> [Exercise brief]: Beginning with the line where "typfel: So problem" appears, please restate each line of the records below word for word until the last one, inclusive, and nothing else.
=====
PR #2325, opened 2018-06-26
Go back to the conversation details after conv timer selected

mikeger:
### Issues

User don't have to stay on the timer selection screen after the timer was selected.

### DIFF
--- a/Wire-iOS/Sources/UserInterface/Conversation Options/ConversationTimeoutOptionsViewController.swift
+++ b/Wire-iOS/Sources/UserInterface/Conversation Options/ConversationTimeoutOptionsViewController.swift
@@ -49,6 +49,8 @@ class ConversationTimeoutOptionsViewController: UIViewController {
     fileprivate let userSession: ZMUserSession
     fileprivate var observerToken: Any! = nil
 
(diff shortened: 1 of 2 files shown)


Wire-iOS/Sources/UserInterface/Conversation Options/ConversationTimeoutOptionsViewController.swift
```diff
@@ -162,12 +164,16 @@ extension ConversationTimeoutOptionsViewController: UICollectionViewDelegateFlow
...
+                return
+            }
+            
+            self.showLoadingView = false
             switch result {
             case .success:
-                self?.updateItems()
-                self?.collectionView.reloadData()
-            case .failure(let error): self?.handle(error: error)
+                self.dismisser?.dismiss(viewController: self, completion: nil)
```
daehn: Do we need the dismisser or could we also call `self.dismiss`?

mikeger: I think no, because I think it's more generic that way: controller must not care how it is being presented.

PR #2327, opened 2018-06-26
UI fixes for timer system messages

nicorsm:
## What's new in this PR?

Two little UI fixes:

- added non-breaking space replacement to timer descriptions
- removed grey hairline on the right-hand side of the cell
- (+) updated test screenshots


Wire-iOS/Sources/UserInterface/Conversation/Content/Cells/MessageTimerUpdateCell.swift
```diff
@@ -43,12 +43,13 @@ class MessageTimerUpdateCell: IconSystemCell {
             let name = (user.isSelfUser ? "content.system.you_started".localized : user.name)
             else { return }
         
-        let timerString = "\(displayString)"
+        let timerString = "\(displayString)".replacingOccurrences(of: " ", with: " ")
```
mikeger: May be worth putting the other non-breakable space to the descriptively named constant, like String.nonBreakingSpace, so it would explain the code logic better?

daehn: Or use the unicode syntax.

nicorsm: Unicode syntax is formally correct, but I think that a constant would make the code more clear.

daehn: Yeah I'd still use the constant, but in the definition of the constant use the unicode symbol otherwise the issue just moved to a different place in my opinion.

PR #2328, opened 2018-06-27
Revert "Include self in participants lists"

mikeger:
Reverts wireapp/wire-ios#2324

We have to revert it in order to make the current release and wait for other teams to do the changes.


typfel:
Why is this reverting seemingly unrelated changed to wireapp/wire-ios#2324 ?

mikeger:
@typfel there are some bogus commits in the history displayed, but I think it's some GH issue, since if you check the actual changes they seem fine.

PR #2990, opened 2018-12-05
Fix tests compilation

alexaubry:
### Issues

Following the merge of #2975, the app was not compiling on develop.

### Solutions

Revert a faulty merge conflict resolution. We also fix a bug where the message send timestamp was not displayed when the message was read.


mikeger:
@alexaubry it's hard to justify from the changeset how it is fixing the compilation, it seem to move stuff around and rephrase logic, may be I am missing something?

alexaubry:
@mikeger Some method was accidentally moved to an extension of Message during a merge conflict resolution, but it was supposed to be in the extension of ZMConversationMessage, which is right above.

alexaubry:
The second fix, where we use `isOneOf` just adds the case to check for the `read` delivery status, which wasn't checked before.

mikeger:
So what I see:
screen shot 2018-12-05 at 14 33 56
i.e. it was in Message, it is in Message?

mikeger:
Ah now I go it, following method is moved.

mikeger:
Sorry for the confusion @alexaubry

alexaubry:
Yes, `formattedAccessibleMessageDetails` was moved in `Message`

alexaubry:
Manual build https://dev.azure.com/wireswiss/Wire%20iOS/_build/results?buildId=1731 succeeded.

PR #2991, opened 2018-12-05
Read receipts group flow

typfel:
## What's new in this PR?

Allow the user to configure read receipts when creating a new group conversation.


Wire-iOS/Resources/Base.lproj/Localizable.strings
```diff
@@ -289,8 +291,12 @@
 "conversation.create.group_name.placeholder" = "Group name";
 "conversation.create.guidance.empty" = "At least 1 character";
 "conversation.create.guidance.toolong" = "Too many characters";
-"conversation.create.toggle.title" = "Allow guests and services";
-"conversation.create.toggle.subtitle" = "Open this conversation to services and people outside your team. You can always change it later.";
+"conversation.create.options.title" = "Conversation options";
+"conversation.create.options.subtitle" = "Allow guests: %@, Read receipts: %@";
```
mikeger: Not direct question to John or Jacob, but I guess this would be pretty hard to translate.

Wire-iOS/Sources/UserInterface/Conversation/Create/Cells/ConversationCreateErrorCell.swift
```diff
@@ -0,0 +1,44 @@
...
+        setup()
+    }
+    
+    fileprivate func setup() {
+        label.textAlignment = .center
+        label.font = FontSpec(.small, .semibold).font!
+        label.textColor = UIColor.Team.errorMessageColor
+        
+        contentView.addSubview(label)
+        label.translatesAutoresizingMaskIntoConstraints = false
```
mikeger: As far as I know this has to be called before adding to the superview.

Wire-iOS/Sources/UserInterface/Conversation/Create/Cells/ConversationCreateNameCell.swift
```diff
@@ -0,0 +1,58 @@
...
+        setup()
+    }
+    
+    fileprivate func setup() {
+        textField.isAccessibilityElement = true
+        textField.accessibilityIdentifier = "textfield.newgroup.name"
+        textField.placeholder = "conversation.create.group_name.placeholder".localized.uppercased()
+                
+        contentView.addSubview(textField)
+        textField.translatesAutoresizingMaskIntoConstraints = false
```
mikeger: Same as above.

Wire-iOS/Sources/UserInterface/Conversation/Create/ConversationCreationController.swift
```diff
@@ -118,54 +157,43 @@ final public class ConversationCreationValues {
...
-        }
-        errorViewContainer.translatesAutoresizingMaskIntoConstraints = false
-
-        errorLabel.textAlignment = .center
-        errorLabel.font = TeamCreationStepController.errorFont
-        errorLabel.textColor = UIColor.Team.errorMessageColor
-        errorLabel.translatesAutoresizingMaskIntoConstraints = false
-        errorViewContainer.addSubview(errorLabel)
-        toggleSubtitleLabel.numberOfLines = 0
+        // TODO: if keyboard is open, it should scroll.
```
mikeger: Still relevant?

typfel: Yes, but not critical would do in separate PR or even create a separate ticket for it.

Wire-iOS/Sources/UserInterface/Conversation/Create/Cells/ConversationCreateErrorCell.swift
mikeger: Ok, from my limited testing this is not an issue.

typfel: I also noticed some constraints are breaking in the tests, will attempt to fix.

Wire-iOS/Sources/UserInterface/Conversation/Create/Sections/ConversationCreateOptionsSectionController.swift
```diff
@@ -0,0 +1,48 @@
...
+import Foundation
+
+class ConversationCreateOptionsSectionController: ConversationCreateSectionController {
+    
+    typealias Cell = ConversationCreateOptionsCell
+    
+    var tapHandler: ((Bool) -> Void)?
+    
+    override func prepareForUse(in collectionView: UICollectionView?) {
+        collectionView.flatMap(Cell.register)
```
mikeger: I think using the optionals monad-style is pretty confusing.

Wire-iOS/Sources/UserInterface/Conversation/Create/Sections/ConversationCreateSectionController.swift
```diff
@@ -0,0 +1,104 @@
...
+    func collectionView(_ collectionView: UICollectionView, cellForItemAt indexPath: IndexPath) -> UICollectionViewCell {
+        assertionFailure("Must be overriden.")
+        return UICollectionViewCell()
+    }
+    
+    func collectionView(_ collectionView: UICollectionView, viewForSupplementaryElementOfKind kind: String, at indexPath: IndexPath) -> UICollectionReusableView {
+        switch kind {
+        case UICollectionView.elementKindSectionHeader:
+            let view = collectionView.dequeueReusableSupplementaryView(ofKind: kind, withReuseIdentifier: "SectionHeader", for: indexPath)
+            (view as? SectionHeader)?.titleLabel.text = headerText
```
mikeger: I think the type must be enforced if we want to be sure the code is not breaking in runtime.

Wire-iOS/Sources/UserInterface/Conversation/Create/ConversationCreationController.swift
johnxnguyen: Not sure if @typfel looked at this. I believe design wants the bottom of the view to sit against the top of the keyboard, currently the keyboard sits over the bottom of the screen.

mikeger: I think we can use our famous `KeyboardAvoidingViewController` container.

Wire-iOS/Sources/UserInterface/Conversation/Create/Sections/ConversationCreateSectionController.swift
johnxnguyen: I'm not sure what you mean... could you elaborate?

mikeger: If we dequeue the view, and it's not `SectionHeader`:
Should this potentially happen?
- If yes, I would do a condition, like if this view do this, if other do nothing.
- If no, I would assert the type.

johnxnguyen: I suppose we should assert the type. There are other places in the source code where we should apply this logic too.

Wire-iOS/Sources/UserInterface/Conversation/Create/Sections/ConversationCreateOptionsSectionController.swift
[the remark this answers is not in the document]
johnxnguyen: Or we could just register it the old fashioned way.

Wire-iOS/Sources/UserInterface/Conversation/Create/ConversationCreationController.swift
typfel: it's already wrapped inside a `KeyboardAvoidingViewController` 🧐

mikeger: 🌯

mikeger:
@typfel are you checking the constraints?

typfel:
@mikeger they are fixed.

mikeger:
Ok, then we can merge?

Wire-iOS/Sources/UserInterface/Conversation/Create/ConversationCreationController.swift
typfel: So problem is that the text field loses focus when you scroll. I still say we can look into that in a separate PR.

PR #2995, opened 2018-12-06
Fix: create read receipt system message with correct source of sender

billypchan:
### Issues

App crash when showing a read receipt system message

### Causes

The sender of the system message is nil

### Solutions

Get the sender user from the correct source (ZMConversationMessage.sender)


Wire-iOS/Sources/UserInterface/Conversation/Content/Cells/ConfigurationMessageCell/Components/ConversationReadReceiptSettingChangedCellDescription.swift
```diff
@@ -18,59 +18,46 @@
...
         case .readReceiptsEnabled:
-            if let selfUser = systemMessage.involvesSelfUserOnly {
-                updateText = NSAttributedString(string: "content.system.message_read_receipt_on".localized(pov: selfUser.pov, args: "content.system.you_started".localized), attributes: baseAttributes)
-            } else if let otherUserName = systemMessage.otherUserName {
-                updateText = NSAttributedString(string: "content.system.message_read_receipt_on".localized(args: otherUserName), attributes: baseAttributes)
-                    .adding(font: .mediumSemiboldFont, to: otherUserName)
-            }
+            updateText = createSystemMessage(template: "content.system.message_read_receipt_on")
         case .readReceiptsOn:
             updateText = NSAttributedString(string: "content.system.message_read_receipt_on_add_to_group".localized)
```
=====
> [Written solution]:
typfel: So problem is that the text field loses focus when you scroll. I still say we can look into that in a separate PR.

PR #2995, opened 2018-12-06
Fix: create read receipt system message with correct source of sender

billypchan:
### Issues

App crash when showing a read receipt system message

### Causes

The sender of the system message is nil

### Solutions

Get the sender user from the correct source (ZMConversationMessage.sender)


Wire-iOS/Sources/UserInterface/Conversation/Content/Cells/ConfigurationMessageCell/Components/ConversationReadReceiptSettingChangedCellDescription.swift
```diff
@@ -18,59 +18,46 @@
...
         case .readReceiptsEnabled:
-            if let selfUser = systemMessage.involvesSelfUserOnly {
-                updateText = NSAttributedString(string: "content.system.message_read_receipt_on".localized(pov: selfUser.pov, args: "content.system.you_started".localized), attributes: baseAttributes)
-            } else if let otherUserName = systemMessage.otherUserName {
-                updateText = NSAttributedString(string: "content.system.message_read_receipt_on".localized(args: otherUserName), attributes: baseAttributes)
-                    .adding(font: .mediumSemiboldFont, to: otherUserName)
-            }
+            updateText = createSystemMessage(template: "content.system.message_read_receipt_on")
         case .readReceiptsOn:
             updateText = NSAttributedString(string: "content.system.message_read_receipt_on_add_to_group".localized)
```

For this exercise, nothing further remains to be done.